**WORK TO COMPLETE**
Start at the line holding "aleasto, line 22: typo, but". Write out that line and each one after it to the end of the data, unchanged.

___ EXTRACTED MATERIAL ___

Issue #238, opened 2021-11-24
Terminal apps don't work with lxc 4.0.11.


arun54321:
Distro: Arch linux
Waydroid Image: android 11

FlorianFranzen:
Termux crashes with `java.lang.RuntimeException: Cannot open /dev/ptmx` for me too.

Etaash-mathamsetty:
also having this issue

chqoot-vgxu:
The issue is caused by lxc not punting devpts on /dev/pts. I still haven't figured out why it doesn't get mounted though.

A workaround would be to manually mount it with `mount -t devpts -o defaults,mode=644,ptmxmode=666 devpts /dev/pts`

Etaash-mathamsetty:
> The issue is caused by lxc not mounting devpts on /dev/pts. I still haven't figured out why it doesn't get mounted though.
> 
> A workaround would be to manually mount it with `mount -t devpts -o defaults,mode=644,ptmxmode=666 devpts /dev/pts`

I looked at the code and am clueless as well

Etaash-mathamsetty:
how can i run it on waydroid startup?

chqoot-vgxu:
You shouldn't, that's why this is a workaround and not a fix. Unfortunately I didn't have time to investigate further for a real fix

Quackdoc:
this should be fixed now

Etaash-mathamsetty:
> this should be fixed now

still broken for me on waydroid 1.3.0

chqoot-vgxu:
> still broken for me on waydroid 1.3.0 error: cannot open /dev/ptmx
Updating waydroid doesn't necessarily update lxc config. Check if `lxc.pty.max = 10` is present in `/var/lib/waydroid/lxc/waydroid/config`, if not add it manually

Etaash-mathamsetty:
> > still broken for me on waydroid 1.3.0 error: cannot open /dev/ptmx
> 
> Updating waydroid doesn't necessarily update lxc config. Check if `lxc.pty.max = 10` is present in `/var/lib/waydroid/lxc/waydroid/config`, if not add it manually

works fine now!

Issue #145, opened 2021-10-10
Issues opening waydroid shell


devenblake:
When executing `echo "ip route add default via 192.168.250.1" | sudo waydroid shell` as advised in the [Waydroid postmarketOS Wiki page](https://wiki.postmarketos.org/wiki/Waydroid) I got the following error:
```
lxc-attach: waydroid: terminal.c: lxc_terminal_create_native: 927 Not a directory - Failed to open terminal multiplexer device
```
This error seems to occur with any attempt to run `waydroid shell` as root, in ssh and in the device's terminal emulator. Here's the error message when running `waydroid shell` as root without a command or input stream:
```
lxc-attach: waydroid: terminal.c: lxc_terminal_create_native: 927 Not a directory - Failed to open terminal multiplexer device
/system/bin/sh: No controlling tty: open /dev/tty: No such file or directory
/system/bin/sh: warning: won't have full job control
```
I don't see anything relevant in `waydroid log`. I also tried `chown`ing the log file back to root, running `waydroid shell` as root, and then running `waydroid log as root`, but I didn't get any entries in the log other than the fact that I was accessing it.

This does not occur when running `waydroid shell` as user but it won't let me do anything as user:
```
[08:52:03] ERROR: Action "shell" needs root access
[08:52:03] See also: <https://github.com/waydroid>
Run 'waydroid log' for details
```

I'm using a Pinephone on postmarketOS+Phosh edge, updated/upgraded yesterday.

spoorun:
Are you using Arch or Manjaro @devenblake ?
If so, check the work-around here: 

I.e. instead of 
sudo wayland shell
use:
sudo lxc-attach -P /var/lib/waydroid/lxc/ -n waydroid --clear-env

i.e. 

sudo lxc-attach -P /var/lib/waydroid/lxc/ -n waydroid --clear-env
[sudo] password for simpx: 
/bin/sh: No controlling tty: open /dev/tty: No such file or directory
/bin/sh: warning: won't have full job control
:/ # ip route add default via 192.168.250.1
:/ # exit

I still didn't get internet to work, but the setting took without error...

spoorun:
Got it working now - 
sudo nmcli device delete anbox0
sudo nmcli con add type bridge ifname waydroid0 -- connection.id waydroid-net ipv4.method shared ipv4.addresses 192.168.250.1/24
restart waydroid session

hakimzulkufli:
[...]

PR #349, opened 2022-04-06
Allows waydroid to create PTY

Quackdoc:
doing this will allows LXC to create their own PTY instead of mounting host, this should be more secure then mounting /dev/pty 

addresses 

#145 #238

### DIFF
--- a/data/configs/config_2
+++ b/data/configs/config_2
@@ -19,7 +19,7 @@ lxc.net.0.hwaddr = 00:16:3e:f9:d3:03
 lxc.net.0.mtu = 1500
 
 lxc.console.path = none
-xc.pty.max = 10
+lxc.pty.max = 10
 
 lxc.include = /var/lib/waydroid/lxc/waydroid/config_nodes
 
--- a/data/configs/config_2
+++ b/data/configs/config_2
@@ -19,6 +19,7 @@ lxc.net.0.hwaddr = 00:16:3e:f9:d3:03
 lxc.net.0.mtu = 1500
 
 lxc.console.path = none
+xc.pty.max = 10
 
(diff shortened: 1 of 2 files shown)


Quackdoc:
10 is just an arbitrary number, I don't see any user exceeding this.

data/configs/config_2
```diff
@@ -19,6 +19,7 @@ lxc.net.0.hwaddr = 00:16:3e:f9:d3:03
 lxc.net.0.mtu = 1500
 
 lxc.console.path = none
+xc.pty.max = 10
```
aleasto, line 22: typo, but also this would just be duplicate.

Quackdoc: oops, but doesn't this need to be reflected in both files?

aleasto: Sorry, that's right. I thought these were fragments then merged into a single config file.

Etaash-mathamsetty:
can this get merged asap please, would like this fixed

JamiKettunen:
This broke launching `waydroid-container` on Ubuntu Touch 16.04 (soon to be retired in favor of 20.04 where there is no problem):
```
root@ubuntu-phablet:~# lxc-info --version
2.0.11
root@ubuntu-phablet:~# waydroid container start
lxc-info: confile.c: parse_line: 2452 Unknown configuration key "lxc.pty.max"
lxc-info: parse.c: lxc_file_for_each_line: 57 Failed to parse config: lxc.pty.max = 10

Failed to load config for waydroid
Failure to retrieve information on /var/lib/waydroid/lxc:waydroid
[20:08:54] WayDroid container is
```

___

**RESPONSE TO THIS EXERCISE**
aleasto, line 22: typo, but also this would just be duplicate.

Quackdoc: oops, but doesn't this need to be reflected in both files?

aleasto: Sorry, that's right. I thought these were fragments then merged into a single config file.

Etaash-mathamsetty:
can this get merged asap please, would like this fixed

JamiKettunen:
This broke launching `waydroid-container` on Ubuntu Touch 16.04 (soon to be retired in favor of 20.04 where there is no problem):
```
root@ubuntu-phablet:~# lxc-info --version
2.0.11
root@ubuntu-phablet:~# waydroid container start
lxc-info: confile.c: parse_line: 2452 Unknown configuration key "lxc.pty.max"
lxc-info: parse.c: lxc_file_for_each_line: 57 Failed to parse config: lxc.pty.max = 10

Failed to load config for waydroid
Failure to retrieve information on /var/lib/waydroid/lxc:waydroid
[20:08:54] WayDroid container is
```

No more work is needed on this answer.